For those who follow such things, professional cycling proves to be fascinating. And July is the best month of all, since it features the three-week long Tour de France, a wonderful extravaganza of athleticism, endurance and marketing hype.
For the first time ever, pundits are touting a rider from Great Britain -- Bradley Wiggins -- as a possible, even a probable winner. So can data analysis offer Bradley any advice to maximise his chances of donning the fabled Yellow Jersey in Paris?
As with many sports, data relating to past performances are available if you care to look. In this case, though, some relevant data was easy to find, since an analysis of the 2005 Tour is featured in the excellent book by Theus and Urbanek titled Interactive Graphics for Data Analysis. You can download the data via the website for the book, or alternatively, you can get the data already prepared as a JMP table from the JMP File Exchange (download requires a free SAS profile).
Figure 1 shows the teams and the ages of the riders who started the race. Note that the rider who won the race to Paris is shown as a yellow dot, and his teammates as red dots (this coloring is also used in subsequent graphs).
Figure 2 shows the overall ranking of each rider after every stage, in the form of a Parallel Plot. For those unfamiliar with this display, it was developed by Alfred Inselberg, and it is a great way to show structure and univariate and multivariate outliers when you have lots of variables. Although one can use colors, sizes and shapes to extend the traditional scatterplot representation of data, this idea soon runs out of steam.
The Parallel Plot solves this problem neatly simply by stacking up coordinate axes next to each other in a vertical arrangement. Figure 2 shows that the 2005 Tour consisted of 21 stages. With this representation, you can have a large number of variables before the plot becomes unwieldy, and observations become represented as lines rather than the points. This means that the Parallel Plot has some interesting features, but also some shortcomings, so it illustrates the more general idea that no single visualisation will be able to reveal everything about your data.
The labels on the horizontal axis in Figure 2 show what cycling fans know already, namely that the stages of the Tour fall into certain types, for which certain types of riders are more suited physiologically. In this case, a (TT) indicates a time trial stage (in which riders compete individually and can’t cooperate with team members or allies), and an (M) indicates a mountain stage (often involving vertical height gains of 3,000 meters or more). Note that, as might be expected, such stages often involve a lot of "mixing" of the riders (as shown by the lines criss-crossing).
Of course, the Yellow Jersey is awarded to the rider in Paris who has the quickest overall race time, so ranks tell only part of the story. With the possible exception of Year of Birth in Figure 1, remember that "smaller is better" when looking at the vertical scales in the figures. Figure 3 shows the rider’s time for each stage and gives an overall feel for how the route was made up. Note that in the Parallel Plots, we have used Transparency less than 1 (right-click in the Graph Box to set this value), and we have also selected all riders in the team of the winner. Using Transparency and selecting rows (by the Data Filter or some other view) can be very informative when you have lots of variables.
Figure 4 shows the cumulative time of each rider after each stage. Note that neither Figure 4 nor Figure 3 gives much insight into individual performances due to the vertical scaling. Although Parallel Plot has some inbuilt scaling options, sometimes more informative displays can be made by defining auxiliary formula columns and plotting these. In this case, it’s helpful to take the cumulative times at a given stage and subtract the median cumulative time at that stage from all the values. This gives rise to Figure 4. Figure 4 gives a nice visual representation of the entire race history, showing how individual riders fared relatively at each stage.
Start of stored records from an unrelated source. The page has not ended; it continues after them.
PR #7003, opened 2022-09-01
BF: blacklist 23.9.0 of keyring as introduces regression

yarikoptic:
Ref: https://github.com/jaraco/keyring/issues/593

We better release asap to not cause the chain reaction through downstreams.  May be without yet "scriv-edited" changelogs since not fully implemented so I will not bother adding one here either.

### DIFF
--- a/setup.py
+++ b/setup.py
@@ -40,7 +40,8 @@ requires = {
     ],
     'downloaders': [
         'boto',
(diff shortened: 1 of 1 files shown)


yarikoptic:
so -- containers do have their own new issue(s)... eh. still waiting on travis/appveyor

PR #6977, opened 2022-08-24
Add support for annex add --batch and use it if more than a single file (and not directories) is provided

yarikoptic:
Resurrects #5722 which could not be reopened since I force-pushed.

- Closes #5721.

## Summary

`AnnexRepo.add_()` now uses `git annex add --batch` when adding more than one file,
avoiding per-file `git annex add` process startup — which was previously the main
overhead on large `datalad save` invocations. Falls back to the non-batched
invocation when any of the paths is a directory, since `git annex add --batch`
does not (yet) descend into directories
(see [git-annex todo](https://git-annex.branchable.com/todo/make_add_--batch_add_directories_content/)).

Also observed to mitigate the OSX-specific
[performance regression on our tests](https://git-annex.branchable.com/bugs/significant_performance_regression_impacting_datal/#comment-4df4242f85746baef8afd32e0632c37c).

## Checklist

- [x] detected/reported an inconsistency against git-annex: https://git-annex.branchable.com/todo/make_add_--batch_add_directories_content/ . Worked around in the code by still using non-batched version if any path is a directory. Adds "checking overhead" but there is no other way ATM. Most likely not relevant much since higher level interfaces likely "analyze" folders and point to specific files.
- [x] remove TEMP `if True` to always try batch mode — restored intended `batch or (batch is None and len(files) > 1)` semantics, so single-file adds still take the plain (non-batched) path.
- [x] seek @christian-monch  wisdom on properly using BatchedCommand as a generator — resolved: current `proc1`-per-file loop faithfully reproduces the old `yield_` semantics, per [Christian's comment](https://github.com/datalad/datalad/pull/6977#discussion_r957200637). Removed the stale TODO/note about it.
- [x] see if any positive effect on OSX with bleeding edge annex in relation to [recent regression on our tests on OSX](https://git-annex.branchable.com/bugs/significant_performance_regression_impacting_datal/#comment-4df4242f85746baef8afd32e0632c37c) — yes, mitigates it, see git-annex issue.
- [x] no effect on benchmarks... if anything only `0.92  plugins.addurls.addurls1.time_addurls('*')` is happier.
- [x] added a scriv changelog fragment (`changelog.d/pr-6977.md`).
- [ ] `total_nbytes` (progress-bar accounting) not yet wired through in the batched path — left as a TODO in `_maybe_batched_add`.

## Test plan

[...]

PR #7636, opened 2024-07-24
Allow only one thread in S3 downloader's progress report callback 

christian-monch:
This PR should fix an issue with faulty `PROGRESS` commands that were sent from the "datalad" git annex special remote. This error was reported in INM7's "data" matrix channel. Here is an excerpt from the related error messages:

```
external special remote protocol error, unexpectedly received "PROGRESS PROGRESS 69730304" (unable to parse command)
unable to use special remote due to protocol error
external special remote protocol error, unexpectedly received " 61865984" (unable to parse command)
unable to use special remote due to protocol error]
```

The PR ensures that only one thread is "in" the progress bar callback that is used in S3 downloads. IMHO the issue was `boto3.download_fileobj()` (which is used to download S3 objects) can create multiple threads. Therefore the callback might be called by multiple threads without synchronisation.

### DIFF
--- a/changelog.d/pr-7636.md
+++ b/changelog.d/pr-7636.md
@@ -1,0 +1,3 @@
+### 🐛 Bug Fixes
+
+- Allow only one thread in S3 downloader's progress report callback.  [PR #7636](https://github.com/datalad/datalad/pull/7636) (by [@christian-monch](https://github.com/christian-monch))
--- a/datalad/downloaders/s3.py
+++ b/datalad/downloaders/s3.py
@@ -11,6 +11,7 @@
 
 import re
 from urllib.parse import urlsplit, unquote as urlunquote
+from threading import Lock
 
 import boto3
 import botocore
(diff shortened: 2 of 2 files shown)


christian-monch:
> Why are the three commits from #6977 included in this PR? They introduce quite a range of failures that can also be seen in the original draft PR, and I think they shouldn't contain relevant changes for the thread error, right?

That is a good question, I think I did not update my copy of `maint`. Let me update and rebase the PR.

mih (approved):
This LGTM. User feedback from the person that reported the underlying problem indicates that this change fixes it for them.

yarikoptic (approved):
Note: this is about boto3 potentially using multiple threads to download a single file/key, as described in https://boto3.amazonaws.com/v1/documentation/api/latest/reference/services/s3/client/download_fileobj.html , and not somehow multiple threads of our own making (so this fix would be just hiding the issue in such a case).

yarikoptic-gitmate:
PR released in [`1.1.2`](https://github.com/datalad/datalad/releases/tag/1.1.2)

PR #7638, opened 2024-07-25
Adjust Gitea demo URL to reenable create-sibling-gitea test in datalad-next

adswa:
I want to reenable the gitea tests in datalad-next (https://github.com/datalad/datalad-next/issues/608). However, the demo Gitea instance moved from try.gitea.io to demo.gitea.com. I've migrated the ``dataladtester`` account, and saved the new token in the Appveyor project settings of datalad-next. Locally, tests pass with this change.


mih (approved):
YES!! Good catch!

mih:
I will merge this now and here. These tests are not running here, but they will be in -next.

See https://github.com/datalad/datalad-next/issues/608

Theus and Urabek have some further analysis of the data, so what general guidance can we offer Bradley as a result? The simple and obvious answer is "get to Paris quickest"! This involves a number of aspects, including not being forced to abandon due to a crash (as in 2011), and having team members who can help and finish close by whatever the type of stage (time trials excluded, of course). Whatever happens, it will be certainly interesting to see how things unfold. At the first rest day (after Stage 9), Bradley was in yellow. Come on, Brad!
Finally, and those who follow cycling will know already, the Tour winner in 2005 was Lance Armstrong riding for the Discovery Channel. Figures 2 and 5 clearly show a commanding, even superhuman performance. Those who are interested might care to read about the latest charges against Armstrong.